Assignment |
Produce a perfect copy of the listing, matching each line.

Material for the task |
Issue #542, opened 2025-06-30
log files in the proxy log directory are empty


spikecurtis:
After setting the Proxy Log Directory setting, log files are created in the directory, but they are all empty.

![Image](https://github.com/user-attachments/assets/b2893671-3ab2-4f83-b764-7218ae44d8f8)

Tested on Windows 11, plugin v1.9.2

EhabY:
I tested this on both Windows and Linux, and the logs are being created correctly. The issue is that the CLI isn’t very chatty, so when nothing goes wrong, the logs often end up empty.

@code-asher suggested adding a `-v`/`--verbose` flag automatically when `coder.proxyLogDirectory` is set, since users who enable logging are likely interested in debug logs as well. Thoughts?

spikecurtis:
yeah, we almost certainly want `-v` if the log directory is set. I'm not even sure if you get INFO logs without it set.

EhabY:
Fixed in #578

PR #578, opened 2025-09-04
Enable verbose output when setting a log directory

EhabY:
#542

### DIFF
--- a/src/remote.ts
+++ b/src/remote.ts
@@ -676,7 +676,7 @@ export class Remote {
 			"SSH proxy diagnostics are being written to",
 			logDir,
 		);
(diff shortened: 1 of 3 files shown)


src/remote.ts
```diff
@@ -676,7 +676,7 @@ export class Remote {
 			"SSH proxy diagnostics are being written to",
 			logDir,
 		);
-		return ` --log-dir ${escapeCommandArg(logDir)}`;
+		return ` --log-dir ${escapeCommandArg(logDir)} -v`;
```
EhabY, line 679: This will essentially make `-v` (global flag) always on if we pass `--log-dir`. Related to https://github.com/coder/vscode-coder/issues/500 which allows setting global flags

Response below |
Issue #542, opened 2025-06-30
log files in the proxy log directory are empty


spikecurtis:
After setting the Proxy Log Directory setting, log files are created in the directory, but they are all empty.

![Image](https://github.com/user-attachments/assets/b2893671-3ab2-4f83-b764-7218ae44d8f8)

Tested on Windows 11, plugin v1.9.2

EhabY:
I tested this on both Windows and Linux, and the logs are being created correctly. The issue is that the CLI isn’t very chatty, so when nothing goes wrong, the logs often end up empty.

@code-asher suggested adding a `-v`/`--verbose` flag automatically when `coder.proxyLogDirectory` is set, since users who enable logging are likely interested in debug logs as well. Thoughts?

spikecurtis:
yeah, we almost certainly want `-v` if the log directory is set. I'm not even sure if you get INFO logs without it set.

EhabY:
Fixed in #578

PR #578, opened 2025-09-04
Enable verbose output when setting a log directory

EhabY:
#542

### DIFF
--- a/src/remote.ts
+++ b/src/remote.ts
@@ -676,7 +676,7 @@ export class Remote {
 			"SSH proxy diagnostics are being written to",
 			logDir,
 		);
(diff shortened: 1 of 3 files shown)


src/remote.ts
```diff
@@ -676,7 +676,7 @@ export class Remote {
 			"SSH proxy diagnostics are being written to",
 			logDir,
 		);
-		return ` --log-dir ${escapeCommandArg(logDir)}`;
+		return ` --log-dir ${escapeCommandArg(logDir)} -v`;
```
EhabY, line 679: This will essentially make `-v` (global flag) always on if we pass `--log-dir`. Related to https://github.com/coder/vscode-coder/issues/500 which allows setting global flags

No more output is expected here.